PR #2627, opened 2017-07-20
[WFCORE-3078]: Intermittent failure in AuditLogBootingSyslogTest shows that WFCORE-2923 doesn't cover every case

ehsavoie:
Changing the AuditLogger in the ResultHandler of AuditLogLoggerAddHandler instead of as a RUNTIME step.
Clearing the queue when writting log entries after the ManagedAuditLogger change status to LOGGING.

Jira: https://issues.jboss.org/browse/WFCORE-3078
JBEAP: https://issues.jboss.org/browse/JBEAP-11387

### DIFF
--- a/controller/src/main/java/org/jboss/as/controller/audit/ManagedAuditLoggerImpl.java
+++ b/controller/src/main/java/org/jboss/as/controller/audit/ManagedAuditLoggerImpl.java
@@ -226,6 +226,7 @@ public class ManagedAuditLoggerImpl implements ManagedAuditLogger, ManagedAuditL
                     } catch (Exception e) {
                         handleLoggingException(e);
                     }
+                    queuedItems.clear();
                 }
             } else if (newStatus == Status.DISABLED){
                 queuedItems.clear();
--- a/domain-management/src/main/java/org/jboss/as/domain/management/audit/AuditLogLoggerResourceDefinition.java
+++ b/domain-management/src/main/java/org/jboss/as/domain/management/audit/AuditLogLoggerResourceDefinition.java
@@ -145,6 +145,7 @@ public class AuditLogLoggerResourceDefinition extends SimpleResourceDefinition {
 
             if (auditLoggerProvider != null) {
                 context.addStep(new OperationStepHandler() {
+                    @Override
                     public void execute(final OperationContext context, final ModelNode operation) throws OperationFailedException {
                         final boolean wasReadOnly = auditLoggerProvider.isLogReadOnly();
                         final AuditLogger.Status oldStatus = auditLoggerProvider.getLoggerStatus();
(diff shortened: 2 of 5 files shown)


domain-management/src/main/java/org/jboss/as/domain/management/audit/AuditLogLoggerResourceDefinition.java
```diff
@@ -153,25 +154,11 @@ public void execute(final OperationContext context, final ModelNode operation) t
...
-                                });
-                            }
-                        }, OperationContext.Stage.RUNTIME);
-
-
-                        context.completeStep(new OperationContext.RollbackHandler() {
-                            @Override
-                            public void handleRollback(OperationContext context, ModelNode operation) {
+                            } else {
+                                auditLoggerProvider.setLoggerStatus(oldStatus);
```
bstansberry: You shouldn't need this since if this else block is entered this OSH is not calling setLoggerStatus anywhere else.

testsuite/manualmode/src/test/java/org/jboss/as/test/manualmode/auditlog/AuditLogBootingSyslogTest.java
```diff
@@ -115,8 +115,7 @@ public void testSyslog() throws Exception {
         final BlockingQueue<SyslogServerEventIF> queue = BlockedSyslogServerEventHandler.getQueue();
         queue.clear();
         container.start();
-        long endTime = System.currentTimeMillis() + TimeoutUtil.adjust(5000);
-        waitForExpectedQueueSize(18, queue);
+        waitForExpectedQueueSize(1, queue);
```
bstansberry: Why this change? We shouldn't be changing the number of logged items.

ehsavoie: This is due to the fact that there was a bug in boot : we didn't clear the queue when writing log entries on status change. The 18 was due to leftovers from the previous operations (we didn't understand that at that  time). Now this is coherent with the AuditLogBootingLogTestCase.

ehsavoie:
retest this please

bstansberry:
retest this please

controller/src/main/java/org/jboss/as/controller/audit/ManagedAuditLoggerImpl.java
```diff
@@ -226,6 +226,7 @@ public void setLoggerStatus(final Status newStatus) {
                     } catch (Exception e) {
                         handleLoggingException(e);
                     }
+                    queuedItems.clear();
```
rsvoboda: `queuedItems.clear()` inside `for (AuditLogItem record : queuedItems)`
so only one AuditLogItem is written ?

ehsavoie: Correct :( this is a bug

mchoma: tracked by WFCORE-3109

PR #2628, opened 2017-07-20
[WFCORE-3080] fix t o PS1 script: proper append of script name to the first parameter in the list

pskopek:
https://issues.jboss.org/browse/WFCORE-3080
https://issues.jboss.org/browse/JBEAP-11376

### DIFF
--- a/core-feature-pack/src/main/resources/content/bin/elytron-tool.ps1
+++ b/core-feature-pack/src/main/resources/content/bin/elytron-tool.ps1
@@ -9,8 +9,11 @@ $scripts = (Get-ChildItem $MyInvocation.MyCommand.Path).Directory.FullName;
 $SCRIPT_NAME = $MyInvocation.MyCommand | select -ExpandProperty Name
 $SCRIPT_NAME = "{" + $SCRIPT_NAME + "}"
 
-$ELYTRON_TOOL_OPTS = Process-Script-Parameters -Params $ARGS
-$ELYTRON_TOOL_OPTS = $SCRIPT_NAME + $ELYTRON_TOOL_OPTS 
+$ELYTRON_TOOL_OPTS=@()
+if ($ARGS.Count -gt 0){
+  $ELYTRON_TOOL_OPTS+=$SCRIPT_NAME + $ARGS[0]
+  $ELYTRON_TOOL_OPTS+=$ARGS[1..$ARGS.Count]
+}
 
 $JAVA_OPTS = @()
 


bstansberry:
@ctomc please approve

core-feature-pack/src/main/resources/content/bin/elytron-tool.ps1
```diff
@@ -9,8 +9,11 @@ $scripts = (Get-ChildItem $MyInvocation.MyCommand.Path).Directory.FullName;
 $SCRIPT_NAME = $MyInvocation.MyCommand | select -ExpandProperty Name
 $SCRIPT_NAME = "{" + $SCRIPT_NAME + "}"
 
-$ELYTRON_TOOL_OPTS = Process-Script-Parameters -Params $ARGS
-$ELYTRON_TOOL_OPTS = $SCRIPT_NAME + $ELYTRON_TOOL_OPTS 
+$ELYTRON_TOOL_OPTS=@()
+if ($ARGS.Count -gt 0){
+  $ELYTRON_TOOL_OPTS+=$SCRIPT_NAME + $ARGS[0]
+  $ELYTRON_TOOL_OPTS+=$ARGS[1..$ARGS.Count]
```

- - -

> _Work to be completed_
Would you please transcribe all of the entries above exactly?

> _Reply to the exercise_
PR #2627, opened 2017-07-20
[WFCORE-3078]: Intermittent failure in AuditLogBootingSyslogTest shows that WFCORE-2923 doesn't cover every case

ehsavoie:
Changing the AuditLogger in the ResultHandler of AuditLogLoggerAddHandler instead of as a RUNTIME step.
Clearing the queue when writting log entries after the ManagedAuditLogger change status to LOGGING.

Jira: https://issues.jboss.org/browse/WFCORE-3078
JBEAP: https://issues.jboss.org/browse/JBEAP-11387

### DIFF
--- a/controller/src/main/java/org/jboss/as/controller/audit/ManagedAuditLoggerImpl.java
+++ b/controller/src/main/java/org/jboss/as/controller/audit/ManagedAuditLoggerImpl.java
@@ -226,6 +226,7 @@ public class ManagedAuditLoggerImpl implements ManagedAuditLogger, ManagedAuditL
                     } catch (Exception e) {
                         handleLoggingException(e);
                     }
+                    queuedItems.clear();
                 }
             } else if (newStatus == Status.DISABLED){
                 queuedItems.clear();
--- a/domain-management/src/main/java/org/jboss/as/domain/management/audit/AuditLogLoggerResourceDefinition.java
+++ b/domain-management/src/main/java/org/jboss/as/domain/management/audit/AuditLogLoggerResourceDefinition.java
@@ -145,6 +145,7 @@ public class AuditLogLoggerResourceDefinition extends SimpleResourceDefinition {
 
             if (auditLoggerProvider != null) {
                 context.addStep(new OperationStepHandler() {
+                    @Override
                     public void execute(final OperationContext context, final ModelNode operation) throws OperationFailedException {
                         final boolean wasReadOnly = auditLoggerProvider.isLogReadOnly();
                         final AuditLogger.Status oldStatus = auditLoggerProvider.getLoggerStatus();
(diff shortened: 2 of 5 files shown)


domain-management/src/main/java/org/jboss/as/domain/management/audit/AuditLogLoggerResourceDefinition.java
```diff
@@ -153,25 +154,11 @@ public void execute(final OperationContext context, final ModelNode operation) t
...
-                                });
-                            }
-                        }, OperationContext.Stage.RUNTIME);
-
-
-                        context.completeStep(new OperationContext.RollbackHandler() {
-                            @Override
-                            public void handleRollback(OperationContext context, ModelNode operation) {
+                            } else {
+                                auditLoggerProvider.setLoggerStatus(oldStatus);
```
bstansberry: You shouldn't need this since if this else block is entered this OSH is not calling setLoggerStatus anywhere else.

testsuite/manualmode/src/test/java/org/jboss/as/test/manualmode/auditlog/AuditLogBootingSyslogTest.java
```diff
@@ -115,8 +115,7 @@ public void testSyslog() throws Exception {
         final BlockingQueue<SyslogServerEventIF> queue = BlockedSyslogServerEventHandler.getQueue();
         queue.clear();
         container.start();
-        long endTime = System.currentTimeMillis() + TimeoutUtil.adjust(5000);
-        waitForExpectedQueueSize(18, queue);
+        waitForExpectedQueueSize(1, queue);
```
bstansberry: Why this change? We shouldn't be changing the number of logged items.

ehsavoie: This is due to the fact that there was a bug in boot : we didn't clear the queue when writing log entries on status change. The 18 was due to leftovers from the previous operations (we didn't understand that at that  time). Now this is coherent with the AuditLogBootingLogTestCase.

ehsavoie:
retest this please

bstansberry:
retest this please

controller/src/main/java/org/jboss/as/controller/audit/ManagedAuditLoggerImpl.java
```diff
@@ -226,6 +226,7 @@ public void setLoggerStatus(final Status newStatus) {
                     } catch (Exception e) {
                         handleLoggingException(e);
                     }
+                    queuedItems.clear();
```
rsvoboda: `queuedItems.clear()` inside `for (AuditLogItem record : queuedItems)`
so only one AuditLogItem is written ?

ehsavoie: Correct :( this is a bug

mchoma: tracked by WFCORE-3109

PR #2628, opened 2017-07-20
[WFCORE-3080] fix t o PS1 script: proper append of script name to the first parameter in the list

pskopek:
https://issues.jboss.org/browse/WFCORE-3080
https://issues.jboss.org/browse/JBEAP-11376

### DIFF
--- a/core-feature-pack/src/main/resources/content/bin/elytron-tool.ps1
+++ b/core-feature-pack/src/main/resources/content/bin/elytron-tool.ps1
@@ -9,8 +9,11 @@ $scripts = (Get-ChildItem $MyInvocation.MyCommand.Path).Directory.FullName;
 $SCRIPT_NAME = $MyInvocation.MyCommand | select -ExpandProperty Name
 $SCRIPT_NAME = "{" + $SCRIPT_NAME + "}"
 
-$ELYTRON_TOOL_OPTS = Process-Script-Parameters -Params $ARGS
-$ELYTRON_TOOL_OPTS = $SCRIPT_NAME + $ELYTRON_TOOL_OPTS 
+$ELYTRON_TOOL_OPTS=@()
+if ($ARGS.Count -gt 0){
+  $ELYTRON_TOOL_OPTS+=$SCRIPT_NAME + $ARGS[0]
+  $ELYTRON_TOOL_OPTS+=$ARGS[1..$ARGS.Count]
+}
 
 $JAVA_OPTS = @()
 


bstansberry:
@ctomc please approve

core-feature-pack/src/main/resources/content/bin/elytron-tool.ps1
```diff
@@ -9,8 +9,11 @@ $scripts = (Get-ChildItem $MyInvocation.MyCommand.Path).Directory.FullName;
 $SCRIPT_NAME = $MyInvocation.MyCommand | select -ExpandProperty Name
 $SCRIPT_NAME = "{" + $SCRIPT_NAME + "}"
 
-$ELYTRON_TOOL_OPTS = Process-Script-Parameters -Params $ARGS
-$ELYTRON_TOOL_OPTS = $SCRIPT_NAME + $ELYTRON_TOOL_OPTS 
+$ELYTRON_TOOL_OPTS=@()
+if ($ARGS.Count -gt 0){
+  $ELYTRON_TOOL_OPTS+=$SCRIPT_NAME + $ARGS[0]
+  $ELYTRON_TOOL_OPTS+=$ARGS[1..$ARGS.Count]
```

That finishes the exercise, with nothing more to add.